# The SBHonline Community Daily > Digerati Discussions! >  >  Empower Airplane Power

## KevinS

I'll be travelling to London in 10 days, on BA.  Their seat power appears to be the Empower adapter.  I'm looking for a power adapter for my iPhone.  Has anyone tried Apple's MagSafe power adapter?  Is there another brand of adapter that you prefer?

----------


## JEK

I have an EmPower adaptor, but it is only for the MacBooks, not the iPhone. The last time I flew BA they had 120V US plugs for gadgets.

----------


## JEK

MagSafe is the magnet technology that keeps power cord loosely coupled to the MacBook.
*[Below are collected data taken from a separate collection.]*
Issue #990, opened 2023-04-19
System to prevent user from saving new contact with existing Committee or Candidate ID 


AureliaKhorsand:
Task: Prevent users from saving new contacts that share the same Committee or Candidate ID as an existing contact in Committee Account.

Acceptance Criteria

***Given*** that I am creating or editing a new contact in Contact Management or within a transaction,

  ***If*** the new committee or candidate contact I am trying to save matches the Committee ID or Candidate ID (respectively) of an existing contact in my Committee Account,

  ***Then*** I will be unable to save that new contact, and the system will indicate the reason.

Dev Notes

  Check on front _and_ back-end to guard against edge cases.

Wireframe

1.  FEC ID's must be unique.

       ![990 - Unique IDs.png]([https://images.zenhubusercontent.com/619e83beec2d9fadb74ad6d1/116ce995-0eda-4edc-b3bf-71fc91cf8527](https://images.zenhubusercontent.com/619e83beec2d9fadb74ad6d1/116ce995-0eda-4edc-b3bf-71fc91cf8527))

### QA Notes ###
Note: This will be when creating and editing a contact in a transaction **and** in Contact Management.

I charge the iPhone from the USB port on the MacBook.

----------


## KevinS

Plan B is to do that with my Dell.  I've got an Empower adapter for that.  According to Seatguru, all of BA's 777s use Empower.

----------


## JEK

Are you flying business class?

----------


## JEK



----------


## KevinS

Nope.  The company is paying, not me.  Premium Economy (aka Worldtraveler Plus) is the best that I can do.

----------


## KevinS

I can't find anyone who makes an Empower adapter for an iPhone.  Magellan sells an adapter that will fit between my existing cigarette-lighter adapter and the Empower port.  Plan B remains an option.

----------


## BBT

Kevin, I use the Empower adapter for my Apple like JEK shows above. Then just charge the iPhone from the USB Port

----------